The unconditioned reflex (e.g., protective reflex), which is the innate reaction of the organism and usually performed through the spinal cord rather than the brain, can enable organisms to escape harms from environments. In this paper, we propose an online, highly-dynamic motion planning algorithm to endow manipulators the highly-dynamic unconditioned reflexes to humans and/or environments. Our method is based on a chained version of Signed Distance Functions (SDFs), which can be pre-computed and stored. Our proposed algorithm is divided into two stages. In the offline stage, we create 3 groups of local SDFs to store the geometric information of the manipulator and its working environment. In the online stage, the pre-computed local SDFs are chained together according the configuration of the manipulator, to provide global geometric information about the environment. While the point clouds of the dynamic objects serve as query points to look up these local SDFs for quickly generating escape velocity. Then we propose a modified geometric Jacobian matrix and use the Jacobian-pseudo-inverse method to generate real-time reflex behaviors to avoid the static and dynamic obstacles in the environment. The benefits of our method are validated in both static and dynamic scenarios. In the static scenario, our method identifies the path solutions with lower time consumption and shorter trajectory length compared to existing solutions. In the dynamic scenario, our method can reliably pursue the dynamic target point, avoid dynamic obstacles, and react to these obstacles within 1ms, which surpasses the unconditioned reflex reaction time of humans.

Paper Structure

This paper contains 20 sections, 27 equations, 20 figures, 1 table, 3 algorithms.

Figures (20)

  • Figure 1: The unconditioned reflexes enable humans to react to stimulus (e.g., pain) quickly to avoid harm from environments. To guarantee real-time, the unconditioned reflexes are usually performed through the spinal cord rather than the brain. Accordingly, it is essential to endow robots the highly-dynamic unconditioned reflex to humans and/or environments, such that it can work collaboratively with humans or serve people in daily life.
  • Figure 2: The difference between the explicit method and the SDF method is presented. The explicit method represents an object with multiple points and the expressions of functions between these points. In contrast, the SDF returns the signed distance from any point in space to the surface of the $\Omega$. The dashed lines on the right are contour lines that indicate the distance from the surface of the $\Omega$.
  • Figure 3: Illustration of a generalist robot working in a household environment, featuring both static and dynamic obstacles.
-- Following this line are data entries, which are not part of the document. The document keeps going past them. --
PR #669, opened 2026-09-16
[AIGTWY-4573] Register managed mcp_servers at ug configure

david-siqi-liu:
## Problem

Managed MCP-server registration was a silent no-op. #304 added `apply_managed_mcp_servers`, which read the managed config's `mcp_servers` as a list of `{name, type}` entries, but #590 reshaped `mcp_servers` into the `NamesOrLocation` selector (a `{names, unity_catalog_location}` dict). The list check never matched, so a workspace-published MCP server was never registered with any agent. Registration also ran at launch, for the single launching tool only.

## Change

Register the managed config's `mcp_servers` during `ug configure`, for every enabled MCP-client agent that is installed and configured. Both selector shapes are supported:

- `names`: full `<catalog>.<schema>.<service>` service names, registered exactly.
- `unity_catalog_location`: a `<catalog>.<schema>`, registering every MCP service discovered under it.

Resolution reuses the existing discovery and apply helpers (`setup_mcp_clients`, `_resolve_location_mcp_servers`, `apply_mcp_server_changes`). The resolved set is reconciled against the managed set a prior configure registered (persisted under `managed_mcp_servers`), so a server the admin later drops from the config is unregistered rather than left behind. Even when no MCP client is installed, any prior managed set is still unregistered. The managed set is tracked separately from the developer's own `mcp_servers`, so reconciling never touches a server they configured themselves.

Two correctness points fall out of registering at configure time:

- The per-agent configure loop resolves each agent from a fresh copy of the state, and `configure_selected_tools` persists `available_tools` from that copy. The accumulated set is now carried forward across the loop, so registration sees every enabled agent instead of only the last one configured.
- A managed `names` entry that is not a full three-part FQN (bare, or over-qualified like `a.b.c.d`) is skipped with a warning rather than failing the whole registration, so one malformed entry never blocks the valid ones.

Retires the stale `apply_managed_mcp_servers` and `managed_mcp_server_entry`, and the launch-time registration path.

## Follow-ups (out of scope here)

Deferred so this PR stays focused on the no-op fix; each is a narrow reconcile-semantics edge that predates this change in shape:

- Dropping an agent from the managed enabled set while a server is still wanted for other agents does not unregister that server from the dropped agent (reconcile removes a server only when its whole name disappears from the desired set).
- If the developer independently configured a server whose entry name collides with a managed one, managed reconcile treats the shared physical registration as managed-owned.

## Testing

image

image

image

Local `uv run ruff check`, `ruff format --check`, and `ty check src/` all pass clean. Focused unit tests pass (`tests/test_mcp.py` and `tests/test_cli.py`, 474 passed), covering names resolution, location resolution, strict FQN rejection, reconcile-on-removal, the empty selector no-op, the no-installed-client removal path, the CLI wiring and scope, and a regression test that configure accumulates `available_tools` for every enabled agent. The broader unit suite passes locally aside from environment-dependent tests (package-install and telemetry entry points, and live-workspace e2e) that fail identically on the base branch.


src/ucode/mcp.py
```diff
@@ -735,104 +735,91 @@ def _is_app_mcp_server(server: dict) -> bool:
...
+    names = [n for n in (selector.get("names") or []) if isinstance(n, str) and n]
+    if not names:
+        return []
+    malformed = sorted(
+        n for n in names if n.count(".") != 2 or not all(part for part in n.split("."))
+    )
+    if malformed:
+        raise RuntimeError(
+            "Managed mcp_servers names must be full `<catalog>.<schema>.<service>` names "
+            f"(got: {', '.join(malformed)})."
```
lilly-luo: do we need to hard fail on boot up for malformed mcp servers? why don't we just skip them ? this means a dev needs to reach out to admin to unblock themselves for an admin misconfiguration

src/ucode/mcp.py
```diff
@@ -735,104 +735,91 @@ def _is_app_mcp_server(server: dict) -> bool:
...
         )
-        entry_name = _catalog_schema_server_name(name_prefix, catalog, schema, set())
-        return entry_name, f"{workspace}/api/2.0/mcp/{url_path}/{catalog}/{schema}"
-    return None
+    by_schema: dict[str, set[str]] = {}
+    for name in names:
+        by_schema.setdefault(".".join(name.split(".")[:2]), set()).add(name)
```
lilly-luo, line 773: can you put in comment an example of what by_schema looks like? 

```
by_schema = {
    "system.ai": {"system.ai.slack", "system.ai.github"},
    "main.default": {"main.default.custom"},
}
```

src/ucode/cli.py
```diff
@@ -811,7 +811,15 @@ def configure_workspace_command(
                     [tool_name],
                     install_ai_tools=not is_dry_run(),
                 )
+                # Each iteration resolves from `state` and persists a copy, so carry the
+                # accumulated available_tools forward — otherwise the last agent's save drops
+                # the earlier ones, and the MCP reconcile below only sees that final agent.
+                state["available_tools"] = configured.get("available_tools") or state.get(
+                    "available_tools"
+                )
```
lilly-luo, line 815: ic this refers to claude/codex as the "tools"

lilly-luo (approved):

PR #691, opened 2026-09-16
[AIGTWY-4758] Reconcile managed-config skills at `ug configure`

david-siqi-liu:
## Problem

Managed coding-agent config can declare a `skills` selector (`{names | unity_catalog_location}`), but `ug` never consumed it. `cli` read `skills.names` as if they were `<catalog>.<schema>` locations and ignored `unity_catalog_location`, so both valid selector shapes downloaded nothing: a silent no-op, exactly like the managed `mcp_servers` no-op that #669 fixed.

## Change

Mirror how managed `mcp_servers` are handled: at `ug configure` (alongside MCP registration, off the launch hot path), resolve the `NamesOrLocation` selector correctly and reconcile the workspace's skills to disk.

- `skills_download.py`: `_resolve_managed_skills` resolves the selector into the refs to download plus the desired FQN set (a `unity_catalog_location` lists every finalized skill under that `<catalog>.<schema>`; `names` are full `<catalog>.<schema>.<name>` FQNs; malformed entries are skipped with a warning). `reconcile_managed_skills(managed)` downloads desired skills not already on disk and removes managed skills the config no longer lists. Removal is skipped when the desired set can't be determined (a listing failure), so a transient error never deletes a skill.
- Managed attribution: managed installs are recorded `scope="managed"` in `~/.ucode/skills.json`, so `ug skills remove` never drops an admin skill and a developer's own downloads stay distinct. Re-downloading a managed skill via `ug skills add` transfers it back to the developer.
- `cli.py`: `_configure_managed_skills` mirrors `_configure_managed_mcp_servers`, running on both the managed branch and the no-managed cleanup path (so switching to a workspace with fewer or no skills reconciles the old ones away). Skills land in both `.claude/skills` and `.agents/skills`, so Claude Code and Codex both pick them up.

## Follow-ups

In-place version refresh: a republished skill already on disk is not re-fetched yet. Doing it correctly needs bundle-replacement semantics (the writer adds files but does not delete ones a newer version drops), not just a `uc_update_time` compare, so it is deferred.

## Testing

**Set up**
image

**Claude**

image

image

**Codex**

image

image

Unit: selector resolution (names / location / precedence / malformed / unresolvable / failures / empty / duplicate-FQN dedup), reconcile removal (dropped skill removed, empty selector clears all, listing failure never removes, configured-but-unfetchable kept), `scope="managed"` attribution and `ug skills remove` exclusion, configure wiring and order, and launch making no skill calls.

E2E: the `managed_fixture` integration suite (`tests/integration/test_ug_configure_managed_skills.py`) injects an admin config via `UCODE_MANAGED_CONFIG_STUB`, runs `ug configure`, and launches the real agent. Two cases assert the downloaded skill appears in the agent's `/skills` view for Claude (via the `names` selector) and Codex (via the `unity_catalog_location` selector).

A third case, `test_managed_skills_reconcile_lifecycle`, exercises the managed-vs-personal behavior end to end across four `ug configure` runs: (1) no skills configured downloads nothing; (2) a `unity_catalog_location` config downloads the workspace's skills to disk; (3) a developer's own hand-authored skill (no attribution record) sits alongside them; (4) switching back to a no-skills config removes only the managed skills and leaves the developer's own untouched. That proves the reconcile is attribution-driven: it removes the admin skills the config drops while never deleting a skill ug did not download. Runs in the existing non-blocking managed lanes.

Managed-vs-personal ownership is also covered at the unit level: `scope="managed"` attribution, `ug skills remove` refusing to drop a managed skill, and reconcile keeping a developer's own `scope="user"` install.

`uv run ruff check .` / `ruff format --check` clean; focused unit suites pass locally; the new suite collects.

Part of epic AIGTWY-4329.


src/ucode/skills_download.py
```diff
@@ -292,45 +292,87 @@ def download_selected_skills(workspace: str, token: str, fqns: list[str], path:
...
+    Resolves the ``NamesOrLocation`` selector (see :func:`_resolve_managed_skill_refs`), then writes
+    only skills not already on disk -- no overwrite prompt, so ``ug configure`` never blocks on input
+    and a developer's own same-named skill is never clobbered. The bundles land in both
+    ``.claude/skills`` and ``.agents/skills``, so Claude Code and Codex both pick them up.
+    Best-effort per skill; returns the bundle names newly written.
+    """
+    selector = selector if isinstance(selector, dict) else {}
+    refs = _reject_bundle_name_collisions(_resolve_managed_skill_refs(workspace, token, selector))
+    roots = skill_dir_roots(path)
+    missing = [ref for ref in refs if not existing_skill_on_disk(roots, ref.bundle_name)]
```
xsh310, line 393: This skips any skill whose bundle directory already exists rather than overwriting it, which correctly protects a developer's own skill of the same name. Because there's no `uc_update_time` comparison, though, an admin publishing a new version of a managed skill that's already on disk won't reach developers until they remove the local copy. Is that the intended behavior, or should managed skills refresh in place?

src/ucode/skills_download.py
```diff
@@ -292,45 +292,87 @@ def download_selected_skills(workspace: str, token: str, fqns: list[str], path:
...
-            written.append(ref.bundle_name)
-        record_downloads(_skill_installs(installed, roots, path, workspace))
+        except OSError as exc:
+            # A disk failure on one skill (permissions, full disk) must not strand the rest or
+            # abort configure; the contract is best-effort per skill.
+            print_warning(f"Skipping `{ref.fqn}`: {exc}.")
+            continue
+        installed.append(ref)
+        written.append(ref.bundle_name)
+    record_downloads(_skill_installs(installed, roots, path, workspace))
```
xsh310: These installs are recorded with `scope="user"` in the shared `~/.ucode/skills.json`, so a managed skill can't be told apart from one a developer downloaded themselves. That blocks reconcile-on-removal (the MCP mirror keeps its managed set separate in `managed_mcp_servers`) and lets `ug skill remove` drop an admin skill. Suggest recording managed installs in a separate manifest that mirrors this schema so managed vs personal stay distinguishable.

src/ucode/skills_download.py
david-siqi-liu: Split this into a follow-up. ug configure now reconciles managed skills (it removes ones dropped from the config) and keeps the additive "only write whats missing" behavior, so a republished version does not refresh in place yet. Doing that right needs bundle-replacement semantics, not just a uc_update_time compare: write_skill adds files but never deletes ones a newer version dropped, so a timestamp check alone would leave stale files behind. Tracking it separately.

src/ucode/skills_download.py
david-siqi-liu: Done. Managed installs are now recorded with scope "managed" in skills.json, so ug skills remove leaves them alone and ug configure reconciles them (removing ones the config drops). Kept it in the one manifest rather than a separate file, since a skill is owned one way at a time; a developer can take over a managed skill by re-downloading it with ug skills add, which retags it as their own.

src/ucode/skills_download.py
david-siqi-liu: @xsh310 i think automatic "upgrading" is a nice follow up. for now, we can probably focus on just addition

src/ucode/skills_download.py
david-siqi-liu: @xsh310 i added a lifecycle test
(1) no skills configured downloads nothing; (2) a unity_catalog_location config downloads the workspace's skills to disk; (3) a developer's own hand-authored skill (no attribution record) sits alongside them; (4) switching back to a no-skills config removes only the managed skills and leaves the developer's own untouchedd

xsh310 (approved):

PR #695, opened 2026-09-16
Use Databricks CLI for gated custom OAuth

lilly-luo:
## Summary
- retrieve custom OAuth tokens through `databricks auth token` when `ENABLE_CUSTOM_OAUTH_FROM_CLI=1`
- pass the configured custom client ID through `DATABRICKS_CLIENT_ID` and preserve `--force-refresh`
- require Databricks CLI v1.17.0 only for the gated path; keep the existing SDK flow unchanged otherwise

## Testing
- `UV_CACHE_DIR=/tmp/uv-cache uv run pytest tests/test_custom_oauth.py -q`
- `UV_CACHE_DIR=/tmp/uv-cache uv run ruff check src/ucode/custom_oauth.py tests/test_custom_oauth.py`

## Version note
PR databricks/cli#6594 is included in Databricks CLI v1.17.0. The requested v0.17.0 predates this feature, so this change uses v1.17.0 as the feature-specific minimum.

```
  "apiKeyHelper": "/tmp/unity-gateway-custom-oauth/.venv/bin/ug auth-token --profile devtools-prod --client-id 4f7af981-8977-4042-b90e-a5dea5b62e19",
```


src/ucode/custom_oauth.py
```diff
@@ -112,17 +131,61 @@ def _custom_oauth_lock(cache_dir: Path, redirect_url: str) -> Iterator[None]:
...
 
 
+def _get_custom_client_token_from_cli(
+    workspace: str,
+    client_id: str,
+    *,
+    profile: str | None = None,
+    force_refresh: bool = False,
+) -> str:
+    ensure_databricks_cli_version(CUSTOM_OAUTH_CLI_MIN_VERSION)
```
rohita5l, line 147: **P1:** `ensure_databricks_cli_version()` may automatically upgrade an older CLI and emits its upgrade warning through the normal UI console. `ug auth-token` is a machine-readable helper whose stdout must contain only the bearer token, so on CLI <1.17 this can prepend status output and make Claude/Codex consume an invalid credential. Please enforce this version during configuration, or make the token path fail on stderr without running the installer.

src/ucode/custom_oauth.py
```diff
@@ -112,17 +131,61 @@ def _custom_oauth_lock(cache_dir: Path, redirect_url: str) -> Iterator[None]:
...
+    env = os.environ.copy()
+    env["DATABRICKS_CLIENT_ID"] = client_id
+    args = ["databricks", "auth", "token"]
+    args.extend(["--profile", profile] if profile else ["--host", workspace])
```
rohita5l: **P1:** This selects `--profile` instead of `--host` whenever a profile is present. `auth_token_cmd` fills an omitted `--profile` from saved UG state even when the caller explicitly passed `--host`, so `ug auth-token --host <workspace-B> --client-id ug-client` can silently run against an `ug-profile` belonging to workspace A. Please preserve the explicit host and validate it against the inherited profile, or inherit a profile only when no host was supplied.

src/ucode/custom_oauth.py
```diff
@@ -71,12 +79,19 @@ def create_custom_oauth_config(
...
+    workspace: str,
+    config: CustomOAuthConfig,
+    profile: str | None = None,
+) -> list[str]:
     normalized = create_custom_oauth_config(
         config["client_id"], config["scopes"], config["redirect_url"]
     )
+    if os.environ.get("ENABLE_CUSTOM_OAUTH_FROM_CLI") == "1":
+        target = ["--profile", profile] if profile else ["--host", workspace.rstrip("/")]
+        return [ug_binary(), "auth-token", *target, "--client-id", normalized["client_id"]]
```
rohita5l: **P2:** The generated helper drops `--scopes` and `--redirect-url` based on the current process's `ENABLE_CUSTOM_OAUTH_FROM_CLI` value, but the flag is not persisted into the command. If a later Claude/Codex process does not inherit that flag, the same helper switches to the SDK path and fails immediately because scopes are missing. Please keep the complete arguments stable and choose the backend when the helper executes.

src/ucode/agents/codex.py
```diff
@@ -186,7 +186,7 @@ def _provider_block(
     custom_oauth: CustomOAuthConfig | None = None,
 ) -> dict:
     if custom_oauth:
-        auth_argv = build_custom_auth_token_argv(workspace, custom_oauth)
+        auth_argv = build_custom_auth_token_argv(workspace, custom_oauth, databricks_profile)
```
rohita5l: **P2:** This forwards `ug-profile` into the generated Codex auth command, but Codex also performs a separate initial token fetch in `_launch_token()`, and that call still invokes `get_custom_client_token()` without `state["profile"]`. With multiple profiles for the same host, startup can fail or resolve a different profile before Codex reaches this configured auth command. Please forward the saved profile in that path too.

src/ucode/custom_oauth.py
```diff
@@ -71,12 +79,19 @@ def create_custom_oauth_config(
...
+def build_custom_auth_token_argv(
+    workspace: str,
+    config: CustomOAuthConfig,
+    profile: str | None = None,
+) -> list[str]:
     normalized = create_custom_oauth_config(
         config["client_id"], config["scopes"], config["redirect_url"]
     )
+    if os.environ.get("ENABLE_CUSTOM_OAUTH_FROM_CLI") == "1":
+        target = ["--profile", profile] if profile else ["--host", workspace.rstrip("/")]
```
rohita5l: **P2:** This emits a profile-only helper (`ug auth-token --profile ug-profile --client-id ug-client`), but `auth_token_cmd` requires a workspace from `--host` or UG state before it invokes the Databricks CLI. A valid CLI profile therefore cannot run this persisted helper after UG state is missing or reset. Please retain `--host` in the generated command or resolve the workspace from the specified profile.

rohita5l (approved):
Approving but please see the P1/P2

src/ucode/custom_oauth.py
lilly-luo: updated to use `databricks_cli_version` instead which does not automatically upgrade

src/ucode/custom_oauth.py
lilly-luo: updated from profile > host to host > profile

src/ucode/custom_oauth.py
lilly-luo: updated to make the arguments stable - ie even if ENABLE_CUSTOM_OAUTH_FROM_CLI = 1, i still pipe --scopes and --redirect uri. this means that subsequent launches of codex/cc without ENABLE_CUSTOM_OAUTH_FROM_CLI explicitly set will still work. this will help in case we need to roll this back

src/ucode/agents/codex.py
lilly-luo: piped profile to codex

src/ucode/custom_oauth.py
lilly-luo: piped host

PR #696, opened 2026-09-16
[AIGTWY-4756] Cache managed config reads for 5 min between launches

david-siqi-liu:
Unity Gateway fetched the workspace managed coding-agent config from the control plane on every non-dry-run launch, even when it had just been read. This reuses a recent read so back-to-back launches stop re-fetching, while `ug configure` always reads fresh.

- Add force_refresh to refresh_managed_config: launches reuse a persisted read younger than a 5-minute TTL. `ug configure` reads fresh instead, both the main path and `ug configure --agent` (whose only managed read is the AI-tools install gate), so it never decides from a since-changed config.
- Persist retrieved_at and an outcome (published, no config, or feature-disabled) as local wrapper metadata, leaving the raw gateway config verbatim for `ug export`.
- Invalidate the cache on a missing, unparseable, or future-dated timestamp, a wrong workspace, or an age at or over the TTL. A failed or auth-failed refresh never advances the timestamp, so a stale read cannot look fresh, and it keeps falling back to the last known-good config.
- Harden read_json_safe against non-UTF-8 bytes so a corrupted cache file read on every launch reads as absent instead of crashing the launch.

Successful no-config and feature-disabled reads are cached for the TTL, so after an admin enables the feature or publishes a config a launch may take up to five minutes to pick it up; `ug configure` reads fresh and is unaffected. Dynamic budget recommendation reads stay per-launch, unchanged.


src/ucode/managed_config.py
```diff
@@ -681,15 +705,44 @@ def managed_state_workspace() -> str | None:
     return workspace if isinstance(workspace, str) and workspace else None
 
 
-def refresh_managed_config(state: dict) -> ManagedConfigResult:
-    """Fetch the workspace's managed config fresh and persist it as a :class:`ManagedConfigResult`.
+def _cached_result_if_fresh(workspace: str) -> ManagedConfigResult | None:
```
lilly-luo, line 708: do u want to check spec version

lilly-luo (approved):

lilly-luo (approved):

src/ucode/managed_config.py
david-siqi-liu: config only gets cached if it passes the spec_version gate in `get_managed_config`, so at this point, we know that the config must have been OK at one point. although, i suppose a user may _downgrade_ ug, at which point the cached one may no longer be valid, but i think that's rare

The manipulator must respond in real time to avoid these obstacles and reach the target pose.
  • Figure 4: (a) depict the $SDF_{\mathcal{S}_0}\left({\boldsymbol{p}}\right)$ created for the permanent object, e.g., the wall. (b), (c) and (d) depict the schematic diagram of the $SDF_{\mathcal{S}_i}\left({\boldsymbol{p}}\right)$ created for each static obstacle. (d) shows the $SDF_{\mathcal{S}}\left({\boldsymbol{p}}\right)$, which is the fusion of all the local $SDF_{\mathcal{S}_i}\left({\boldsymbol{p}}\right)$. The colors indicate the signed distance (Unit: mm). The contour lines are also marked in each subfigure.
  • Figure 5: (a) shows the schematic diagram of the $SDF_{\mathcal{L}_i}\left({\boldsymbol{p}}\right)$ and (b) shows the $Gradient_{\mathcal{L}_i}\left({\boldsymbol{p}}\right)$. These local SDFs returns the signed distance and gradient information to the surface of $\{\mathcal{L}_i\}$. In (a), the colors indicate the signed distance (Unit: mm) while the colored lines mark the contour lines. In (b), the direction and magnitude of the gradient are illustrated by the arrows' direction and color, respectively. The magnitude is normalized for visualization.